Much of what we know about the protein component of mature soybean has come from various offline separation techniques like polyacrylamide gel electrophoresis, with or without isoelectric focusing, coupled with antibody or dye based detection methods. Two-dimensional (2-D) gels utilizing appropriate immobilized pH gradients that zoom to either acidic or basic pH ranges have been very successful at separating acidic and basic subunits of glycinin as well as the α and β subunits of β-conglycinin (Mooney et al.,
2004; Hajduch et al.,
2005; Natarajan et al.,
2006; Danchenko et al.,
2009). Achieving separation allows for quantification of the various spots using densitometry methods. Ultimately, these gel methods rely on mass spectrometry to distinguish the highly related proteins present in the various spots, which in the case of seed storage proteins exceed 100 (Agrawal et al.,
2008). The multiplicity of 2-D spots that must each be accounted for in a quantitative study coincides with the biggest problem of 2-D gel-based quantification – low throughput (Rabilloud et al.,
2010).
Quantification of proteins by mass spectrometry can be achieved using a technique called multiple reaction monitoring (MRM), during which signals from the endogenous protein are compared to those from a synthetic heavy-labeled internal standard (Kirkpatrick et al.,
2005; Brun et al.,
2009; Houston et al.,
2010; Stevenson et al.,
2010).
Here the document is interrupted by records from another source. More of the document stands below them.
Issue #1651, opened 2022-04-08
Error "Cannot read properties of undefined (reading 'send')" when calling useAuthenticator


techandmedia:
### Before creating a new issue, please confirm:

- [X] I have [searched for duplicate or closed issues](https://github.com/aws-amplify/amplify-ui/issues?q=is%3Aissue+) and [discussions](https://github.com/aws-amplify/amplify-ui/discussions).
- [X] I have read the guide for [submitting bug reports](https://github.com/aws-amplify/amplify-ui/blob/main/CONTRIBUTING.md#bug-reports).

### On which framework/platform are you having an issue?

React

### Which UI component?

Authenticator

### How is your app built?

Next.js

### Please describe your bug.

```code
TypeError: Cannot read properties of undefined (reading 'send')

This error happened while generating the page. Any console logs will be displayed in the terminal window.
```

### What's the expected behaviour?

No error when calling useAuthenticator

### Help us reproduce the bug!

Error occured when using React v17 and v18

https://github.com/techandmedia/next-amplify-react18/tree/react18-useAuthenticator

### Code Snippet

```typescript
// Put your code below this line.
import { useEffect } from "react";
import { Amplify } from "aws-amplify";
import { Authenticator, useAuthenticator } from "@aws-amplify/ui-react";
import "@aws-amplify/ui-react/styles.css";
import awsExports from "../../aws-exports";

Amplify.configure({ ...awsExports, ssr: true });

export default function MyApp({ Component, pageProps }) {
  const { user, signOut } = useAuthenticator((context) => [context.user]);

  useEffect(() => {
    console.log("App", user);
    console.log("App", signOut);
  }, [user, signOut]);

  return (
    <main>
      <h1>Hello {user.username}</h1>
      <button onClick={signOut}>Sign out</button>
      <Component {...pageProps} />
    </main>
    // <Authenticator>
    //   {({ signOut, user }) => (
    //     <main>
    //       <h1>Hello {user.username}</h1>
    //       <button onClick={signOut}>Sign out</button>
    //       <Component {...pageProps} />
    //     </main>
    //   )}
    // </Authenticator>
  );
}

```

### Additional information and screenshots

Error occured when using React v17 and v18

```json
{
  "private": true,
  "scripts": {
    "dev": "next dev",
    "build": "next build",
    "start": "next start"
  },
  "dependencies": {
    "@aws-amplify/ui-react": "^2.14.1",
    "aws-amplify": "^4.3.19",
[...]

PR #1657, opened 2022-04-08
chore: Add error message for no provider found

wlee221:
#### Description of changes

Whenever customer are trying to use `useAuthenticator` without wrapping their App with `Authenticator.Provider`, they'll get the cryptic error message 

```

More specifically, MRM analyses monitor peptides from proteins of interest, which are specific products of proteolysis often generated using the enzyme trypsin. The internal standards are synthetic peptides identical to the endogenous peptides of interest that have been labeled by the addition of a heavy isotope-containing amino acid, thereby changing its mass but nothing else. Because MRM is a form of tandem mass spectrometry (MS/MS), peptides (precursors) are fragmented during the analysis. Fragmentation is used to verify the sequence of the specific peptide of interest, which provides an additional level of specificity to the analysis. This technology is aided greatly by genome and RNA sequencing efforts that provide the sequences for proteins of interest, which allows for rapid MRM method development. Using this technology, proteins that differ in sequence by a single non-isobaric amino acid are theoretically discernable. In addition, MRM analysis using nanospray ionization is highly reproducible with replicate analyses, having less than 15% variation on average including analyses at the limits of instrument detection (Addona et al.,
2009).
Recently, to begin to understand the natural variation of the allergenic protein levels in soybean, Houston et al. (
2010) utilized tandem mass spectrometry to characterize the natural variation of 10 allergens (representing all five categories of soybean allergens identified to date) in 20 commercially available non-GM soybean varieties. The authors reported that the absolute quantities [absolute per unit protein (μg allergen/mg protein)] of the studied allergens extended over a 10-fold range. The objective of the current study is to further evaluate the influence of genotypes and environments. Four non-GM commercially available varieties of soybeans were each grown at six different locations (Georgia, Iowa, Kansas, Nebraska, Ontario, and Pennsylvania, Figure ). Soybean allergens were measured similarly to Houston et al. (
2010) and absolute quantities of soybean allergens reported. Principal Component Analysis (PCA) was conducted to explore the patterns of multivariate data and a biplot (Gabriel,
1971) was utilized to provide results graphically. Genotypic variation and environmental variation were quantified relative to the overall mean and relative to residual variation using Analysis of Variance (ANOVA)-based
F-test. The data suggest that over a broad geographical region, the environment plays a larger role than genotype in determining allergen/anti-nutrient protein levels.